▶

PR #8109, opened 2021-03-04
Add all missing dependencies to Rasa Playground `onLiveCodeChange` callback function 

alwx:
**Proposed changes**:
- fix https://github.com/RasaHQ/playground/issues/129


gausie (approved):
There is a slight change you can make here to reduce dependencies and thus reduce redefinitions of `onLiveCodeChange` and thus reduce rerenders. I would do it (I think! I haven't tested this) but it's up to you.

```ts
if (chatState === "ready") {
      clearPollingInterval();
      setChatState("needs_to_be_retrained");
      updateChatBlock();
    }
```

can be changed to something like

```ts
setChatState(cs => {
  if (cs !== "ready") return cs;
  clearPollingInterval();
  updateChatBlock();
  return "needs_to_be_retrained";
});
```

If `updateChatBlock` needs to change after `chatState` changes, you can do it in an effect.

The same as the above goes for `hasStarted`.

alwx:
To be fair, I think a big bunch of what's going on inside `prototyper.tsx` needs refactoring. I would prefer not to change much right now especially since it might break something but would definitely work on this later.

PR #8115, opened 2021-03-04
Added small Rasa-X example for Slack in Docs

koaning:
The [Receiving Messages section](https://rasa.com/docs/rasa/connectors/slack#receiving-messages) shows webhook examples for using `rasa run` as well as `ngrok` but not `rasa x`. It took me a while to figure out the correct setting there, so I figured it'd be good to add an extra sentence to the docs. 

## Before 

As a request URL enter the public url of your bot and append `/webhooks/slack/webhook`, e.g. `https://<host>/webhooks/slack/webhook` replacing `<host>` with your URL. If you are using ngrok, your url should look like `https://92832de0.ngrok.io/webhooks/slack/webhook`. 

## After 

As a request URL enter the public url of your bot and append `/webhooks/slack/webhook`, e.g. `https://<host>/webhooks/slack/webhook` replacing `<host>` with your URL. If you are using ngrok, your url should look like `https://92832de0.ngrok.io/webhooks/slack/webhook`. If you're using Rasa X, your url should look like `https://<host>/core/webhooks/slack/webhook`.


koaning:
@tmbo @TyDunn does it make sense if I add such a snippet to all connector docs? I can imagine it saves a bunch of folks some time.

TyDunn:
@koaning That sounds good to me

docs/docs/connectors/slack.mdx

◀
▶

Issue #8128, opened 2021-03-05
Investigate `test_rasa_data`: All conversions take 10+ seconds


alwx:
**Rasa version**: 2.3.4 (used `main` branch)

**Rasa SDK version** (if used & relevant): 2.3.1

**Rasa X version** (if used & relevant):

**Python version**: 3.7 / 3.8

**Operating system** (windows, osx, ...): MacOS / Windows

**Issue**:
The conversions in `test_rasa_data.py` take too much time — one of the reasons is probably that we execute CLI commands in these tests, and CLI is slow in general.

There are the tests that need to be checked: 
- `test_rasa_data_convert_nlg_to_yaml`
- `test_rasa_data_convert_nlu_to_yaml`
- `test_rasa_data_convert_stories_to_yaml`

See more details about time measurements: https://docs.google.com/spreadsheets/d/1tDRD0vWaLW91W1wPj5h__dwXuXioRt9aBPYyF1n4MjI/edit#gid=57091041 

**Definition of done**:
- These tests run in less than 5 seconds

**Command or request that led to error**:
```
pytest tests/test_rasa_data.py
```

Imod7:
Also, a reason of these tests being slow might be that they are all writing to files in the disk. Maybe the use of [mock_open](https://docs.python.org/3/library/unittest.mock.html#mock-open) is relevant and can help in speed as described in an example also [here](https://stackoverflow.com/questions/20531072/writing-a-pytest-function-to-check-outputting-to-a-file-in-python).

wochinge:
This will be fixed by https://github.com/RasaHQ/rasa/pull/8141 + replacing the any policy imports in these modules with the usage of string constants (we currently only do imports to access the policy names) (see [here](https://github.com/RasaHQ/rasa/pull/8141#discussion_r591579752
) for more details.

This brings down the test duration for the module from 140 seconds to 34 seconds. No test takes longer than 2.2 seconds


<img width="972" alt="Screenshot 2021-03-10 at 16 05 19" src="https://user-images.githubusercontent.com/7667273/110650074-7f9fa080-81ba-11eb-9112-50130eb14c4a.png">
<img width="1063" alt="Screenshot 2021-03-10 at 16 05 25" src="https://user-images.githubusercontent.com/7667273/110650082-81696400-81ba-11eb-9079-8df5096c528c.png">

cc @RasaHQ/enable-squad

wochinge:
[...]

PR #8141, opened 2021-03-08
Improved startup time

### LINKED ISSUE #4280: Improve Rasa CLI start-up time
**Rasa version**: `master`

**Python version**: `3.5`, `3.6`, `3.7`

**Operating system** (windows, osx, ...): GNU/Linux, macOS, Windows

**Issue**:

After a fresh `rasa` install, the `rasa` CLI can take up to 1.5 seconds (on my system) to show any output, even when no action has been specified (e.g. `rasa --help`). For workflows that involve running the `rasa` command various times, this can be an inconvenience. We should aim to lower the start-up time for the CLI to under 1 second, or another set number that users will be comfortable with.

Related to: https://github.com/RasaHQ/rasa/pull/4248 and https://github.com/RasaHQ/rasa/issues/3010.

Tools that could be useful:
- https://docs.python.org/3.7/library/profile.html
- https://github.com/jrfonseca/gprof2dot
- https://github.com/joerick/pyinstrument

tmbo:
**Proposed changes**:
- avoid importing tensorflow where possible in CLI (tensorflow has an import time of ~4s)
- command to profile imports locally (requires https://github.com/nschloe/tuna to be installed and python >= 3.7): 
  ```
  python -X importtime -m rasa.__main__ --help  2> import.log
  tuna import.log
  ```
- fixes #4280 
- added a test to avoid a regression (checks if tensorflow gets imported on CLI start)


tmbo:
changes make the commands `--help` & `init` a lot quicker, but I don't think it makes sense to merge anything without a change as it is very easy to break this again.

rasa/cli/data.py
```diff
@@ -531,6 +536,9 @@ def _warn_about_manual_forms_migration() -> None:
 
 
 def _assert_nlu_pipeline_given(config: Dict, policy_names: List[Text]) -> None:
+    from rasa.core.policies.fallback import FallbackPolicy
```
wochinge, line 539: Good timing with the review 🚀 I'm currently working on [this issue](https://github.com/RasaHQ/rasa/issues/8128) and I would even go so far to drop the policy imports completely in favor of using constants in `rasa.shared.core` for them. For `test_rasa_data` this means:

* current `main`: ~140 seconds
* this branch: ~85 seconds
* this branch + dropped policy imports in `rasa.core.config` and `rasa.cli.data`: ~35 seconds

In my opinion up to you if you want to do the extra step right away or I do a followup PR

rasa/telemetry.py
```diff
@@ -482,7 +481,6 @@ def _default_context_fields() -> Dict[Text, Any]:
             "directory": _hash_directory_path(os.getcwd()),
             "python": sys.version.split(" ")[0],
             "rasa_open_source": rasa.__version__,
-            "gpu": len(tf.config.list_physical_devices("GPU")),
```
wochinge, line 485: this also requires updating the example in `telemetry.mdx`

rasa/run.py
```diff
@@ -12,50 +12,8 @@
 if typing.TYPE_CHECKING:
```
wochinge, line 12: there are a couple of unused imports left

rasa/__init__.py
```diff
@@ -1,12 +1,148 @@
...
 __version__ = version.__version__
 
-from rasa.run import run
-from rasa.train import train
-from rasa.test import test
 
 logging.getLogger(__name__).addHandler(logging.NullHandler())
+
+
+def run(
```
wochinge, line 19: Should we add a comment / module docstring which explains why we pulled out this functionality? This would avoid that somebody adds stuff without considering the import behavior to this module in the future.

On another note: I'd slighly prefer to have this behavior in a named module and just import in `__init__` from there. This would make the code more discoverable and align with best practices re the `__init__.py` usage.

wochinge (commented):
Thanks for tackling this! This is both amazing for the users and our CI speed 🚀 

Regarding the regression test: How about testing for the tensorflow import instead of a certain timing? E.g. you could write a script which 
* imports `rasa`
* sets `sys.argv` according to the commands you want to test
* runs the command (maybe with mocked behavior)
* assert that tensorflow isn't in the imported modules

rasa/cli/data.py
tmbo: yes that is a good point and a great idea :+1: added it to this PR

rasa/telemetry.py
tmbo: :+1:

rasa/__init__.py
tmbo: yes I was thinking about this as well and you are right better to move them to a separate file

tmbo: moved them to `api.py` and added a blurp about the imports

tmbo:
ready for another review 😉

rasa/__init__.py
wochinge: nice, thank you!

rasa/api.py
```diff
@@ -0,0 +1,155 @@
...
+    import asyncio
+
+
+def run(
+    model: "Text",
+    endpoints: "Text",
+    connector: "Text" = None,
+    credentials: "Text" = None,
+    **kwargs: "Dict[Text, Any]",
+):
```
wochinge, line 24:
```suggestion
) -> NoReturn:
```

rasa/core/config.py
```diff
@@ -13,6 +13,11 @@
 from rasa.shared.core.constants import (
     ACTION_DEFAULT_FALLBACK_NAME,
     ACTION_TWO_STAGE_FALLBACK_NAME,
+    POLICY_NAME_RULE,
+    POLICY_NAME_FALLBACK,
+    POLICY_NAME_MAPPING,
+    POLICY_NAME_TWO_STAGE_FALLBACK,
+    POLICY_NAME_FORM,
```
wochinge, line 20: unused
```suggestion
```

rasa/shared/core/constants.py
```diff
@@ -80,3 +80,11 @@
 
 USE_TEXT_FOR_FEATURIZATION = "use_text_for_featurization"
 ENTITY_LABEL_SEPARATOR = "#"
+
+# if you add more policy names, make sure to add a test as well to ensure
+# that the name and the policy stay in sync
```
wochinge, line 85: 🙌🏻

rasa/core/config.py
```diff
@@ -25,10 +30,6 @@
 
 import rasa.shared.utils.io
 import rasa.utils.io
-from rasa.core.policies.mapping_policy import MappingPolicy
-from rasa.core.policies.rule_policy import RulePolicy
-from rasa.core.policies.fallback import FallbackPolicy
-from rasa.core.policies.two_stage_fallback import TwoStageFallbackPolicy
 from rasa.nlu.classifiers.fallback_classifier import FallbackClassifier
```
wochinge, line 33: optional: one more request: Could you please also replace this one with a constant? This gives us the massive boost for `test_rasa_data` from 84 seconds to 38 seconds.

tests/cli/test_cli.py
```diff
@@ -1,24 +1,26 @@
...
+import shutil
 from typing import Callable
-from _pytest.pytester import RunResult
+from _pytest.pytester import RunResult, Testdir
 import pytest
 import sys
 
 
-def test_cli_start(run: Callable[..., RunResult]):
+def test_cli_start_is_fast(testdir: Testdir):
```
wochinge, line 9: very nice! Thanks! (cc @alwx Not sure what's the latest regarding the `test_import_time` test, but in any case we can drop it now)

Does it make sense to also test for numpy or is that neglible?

◀

▶ [TASK DETAILS]: All lines in the preceding records that hold the word "images" need to be copied.

▶ [OUTPUT BELOW]:
<img width="972" alt="Screenshot 2021-03-10 at 16 05 19" src="https://user-images.githubusercontent.com/7667273/110650074-7f9fa080-81ba-11eb-9112-50130eb14c4a.png">
<img width="1063" alt="Screenshot 2021-03-10 at 16 05 25" src="https://user-images.githubusercontent.com/7667273/110650082-81696400-81ba-11eb-9079-8df5096c528c.png">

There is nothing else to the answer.